Project 6 - Decoding Neuropilin Signaling in Angiogenesis

Applying for Summer 2025

Supervisor: Dr Stephen Robinson

School/Institute: Quadram Institute Bioscience

Introduction: Angiogenesis, the formation of new blood vessels, is fundamental to tissue repair, development, and diseases like cancer and diabetic retinopathy. Neuropilins (NRPs), key co-receptors for vascular endothelial growth factor (VEGF) and semaphorins, integrate signals that regulate endothelial cell behaviour. Understanding how NRPs modulates these processes offers potential for novel cancer therapies. This 8-week project, supervised by Dr. Stephen Robinson at the Quadram Institute, will investigate how NRPs’ regulated angiogenesis, combining molecular techniques and functional assays. Dr. Robinson’s recent work [1,2] highlights the role of NRPs in balancing pro- and anti-angiogenic pathways. While NRPs’ interactions with VEGF and semaphorins are recognised, the specific mechanisms driving differences in pro and anti-angiogenic signalling remain unclear. This project builds on our findings to explore how signalling pathways and functional outcomes during angiogenesis are regulated by NRPs.

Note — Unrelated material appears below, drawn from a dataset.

PR #389, opened 2020-09-01
Fix issue where the currentElement is not defined in scrollContainer

amuamushu:
If auto scroll is started before the video starts playing, we would have trouble calling `scrollToTopOfContainer` because `currentElement` is undefined. This fixes the issue by setting a default value for this situation.


src/main/webapp/scroll-container.js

The Challenge: NRPs’ ability to promote or inhibit angiogenesis depending on the context presents therapeutic challenges. Key questions include:

• How do NRPs regulate endothelial migration and sprouting through VEGF-A and semaphorin signals?

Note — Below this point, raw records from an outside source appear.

PR #391, opened 2020-09-01
Update storage setting for the local datastore test configuration.

amuamushu:
There was no storage setting for the datastore, which caused one of the tests to fail.


n-wach:
Is this done in all other tests? Should it be done?

jaysaleh:
> Is this done in all other tests? Should it be done in them?

It is only done in `TranscriptServletTest.java`

n-wach:
> > Is this done in all other tests? Should it be done in them?
> 
> It is only done in `TranscriptServletTest.java`

Can we expand this PR to add this to every other test?  Because it seems like this is a good thing to do to speed up the tests

amuamushu:
> > > Is this done in all other tests? Should it be done in them?
> > 
> > 
> > It is only done in `TranscriptServletTest.java`
> 
> Can we expand this PR to add this to every other test? Because it seems like this is a good thing to do to speed up the tests

done!

f-camp (approved):

jaysaleh (approved):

• What downstream pathways mediate these effects, and how do they influence angiogenesis?

• Can targeted modulation of NRPs create controlled angiogenic responses?

Aims and Objectives: This project aims to elucidate how the two mammalian NRPs (NRP1/NRP2) integrate VEGF and semaphorin signals to regulate endothelial cell function. Objectives include:

1. Investigating NRP-dependent signalling pathways.

2. Assessing functional effects on endothelial migration, proliferation, and sprouting.

3. Exploring NRP’s interactions with ECM components and their role in angiogenesis.

Experimental plan, expected outcomes and potential outcomes: The project is divided into three experimental modules over eight weeks:

1.           Molecular Characterization (Weeks 1-3). Employ siRNA knock down of NRP1 and/or NRP2 in endothelial cells and assess changes in downstream signalling pathways, via Western blotting and RT-qPCR to analyse known angiogenic signalling pathways in cells treated with VEGF-A and semaphorins.

2.           Functional Assays (Weeks 4-6). Perform scratch wound-healing and transwell assays to measure endothelial migration in cells treated with NRP1/2 siRNA. Evaluate angiogenic sprouting using 3D spheroid assays under VEGF-A and semaphorin gradients.

3.           NRP-ECM Interactions (Weeks 7-8). Visualize focal adhesion dynamics with live-cell imaging after siRNA treatment under VEGF-A and semaphorin treatment.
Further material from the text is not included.